Mixoplankton consume bacteria using a process called phagocytosis . They modify their cell membrane to completely engulf the prey bacterium, enclosing it within the cell .

Then this package pinches off inside the cell, forming a sac that operates like a small stomach, increasing acidity to digest the bacterium. The prey represents a package loaded with nutrients that the phytoplankton may not be able to otherwise obtain from the lake environment.

Mixoplankton under a microscope: phytoplankton DNA has been dyed blue, the photosynthetic chloroplast in red and consumed bacteria within the mixoplankton in green. (T. Charpentier), CC BY

A recent proposition suggests that mixoplankton may“farm” bacteria . One of the most essential compounds that bacteria rely on for their growth is carbon. But they seem to prefer carbon that is released in a highly dissolved organic form by photosynthesizing phytoplankton.

Thus, while photosynthesizing, mixoplankton release carbon that helps the bacteria nearby grow better. But when photosynthetic activity is limited (by light or nutrients), these same mixotrophic phytoplankton may harvest the nearby cultivated bacteria to keep growing.

Dual strategies

Aquatic ecologists suspect that the mixoplankton strategy is mostly favoured when light or nutrients are limited - but research shows that mixoplankton may consume prey at higher temperatures .

It has proven difficult to study which strategy a mixoplankton is using under any set of environmental conditions in nature. Existing methods are difficult to implement and because there is no clear gene associated with bacterial consumption, we can't pinpoint this activity with genomic analyses either.

One approach that we have taken in my lab has been to identify in which lakes we expect to see mixoplankton as more dominant. One of our studies has recently shown results contrary to model expectations however, with more mixoplankton in lakes with high nutrients .

So, we need to start measuring which strategy is actually being used under which conditions by mixoplankton.
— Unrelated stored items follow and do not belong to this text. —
PR #1415, opened 2026-06-16
refactor(project): Prevent concurrent writes to cache DB

matz3:
- Make APIs sync that do not need async behaviour
- Prevent concurrent access to DB (especially for batch transactions) by splitting async work from sync DB access

JIRA: CPOUI5FOUNDATION-1207

### DIFF
--- a/packages/project/lib/build/cache/BuildCacheStorage.js
+++ b/packages/project/lib/build/cache/BuildCacheStorage.js
@@ -21,8 +21,7 @@ export default class BuildCacheStorage {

We can use ingestion experiments, adding bacteria that have been labelled using a fluorescence dye into isolated phytoplankton communities . These bacteria can be followed into mixoplankton cells and identified on specialized instruments.

We can also use fluorescent dyes that bind to bacterial DNA within mixoplankton cells . With these approaches, we are attempting to better understand under which conditions mixoplankton will choose which feeding strategy.

Accelerating climate change

We now have reason to believe that higher temperatures associated with climate change will favour mixoplankton over purely photosynthetic phytoplankton . Overall, such a shift would tip the balance away from phytoplankton reducing CO2 in our atmosphere to potentially contributing more CO2 to the atmosphere .

This is yet another potential feedback cycle that could result from massive shifts in the Earth's biosphere - a shift that would help accelerate climate change even further . The seemingly inconsequential feeding behaviour of these tiny microbes in lakes and oceans could have global consequences.